The Idaho Board of Land Commissioners is made up of Idaho’s governor, secretary of state, attorney general, superintendent of public instruction and state controller. The board’s job is to provide direction to the Idaho Department of Lands for managing more than 2.5 million acres of state endowment lands in Idaho.

One of the issues now is that many seasonal firefighters have returned to school, Miller told the land board. Firefighters are sometimes college students who take on wildland firefighting as a summer job. 

On state lands managed by the Idaho Department of Lands, the state has been turning to some non fire staff to help pitch in with fire suppression efforts when they can, he said. 

“Resources have been stretched thin, but we are now getting some relief with cooler temperatures and some scattered precipitation,” Miller said. “High fire danger still remains in many parts of the state, but shortening days and improved conditions are assisting our firefighting efforts.”

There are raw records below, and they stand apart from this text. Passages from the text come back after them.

PR #1505, opened 2026-08-15
fix(admin): scope embedding coverage stats to the active model

### LINKED ISSUE #1503: embedding-stats reports 100% coverage from vectors the current model cannot use
Found while hardening the marketing capture guard (getgeolens.com#101, round 5).

`AdminService.get_embedding_stats` (backend/app/modules/admin/service.py:798-802) joins `record_embeddings` on `record_id` alone:

```sql
LEFT JOIN catalog.record_embeddings AS embedding
ON embedding.record_id = visible_record.id
```

But semantic search reads only vectors matching the **current** model (`service_semantic.py:192`, `RecordEmbedding.model_name == model_name`), and the table is keyed `(record_id, model_name)` precisely because vectors from different models are incomparable — the settings guide says a model change requires **Regenerate All**.

So after an embedding model or dims change, the two disagree:

- `/admin/embedding-stats/` still reports **100% coverage** (old-model rows count)
- search's vector arm matches **nothing** (no rows for the new model)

The largest fire in Idaho this year is the Moose Fire, which is located on the Salmon-Challis National Forest just outside Stanley and has burned more than 130,000 acres since July 17. The fire was human-caused, according to the National Wildfire Coordinating Group’s Incident Information System report. As of Tuesday, fire officials reported that 51% of the perimeter of the Moose Fire was contained. However, they did not expect to have the fire fully contained until Oct. 31.

On Tuesday, the Boise-based National Interagency Fire Center reported that there are 38 large wildfires burning in Idaho, the most in the country. Officials with the fire center reported there were also 27 large fires burning in Montana, 13 large fires in Washington and six large fires in both California and Oregon.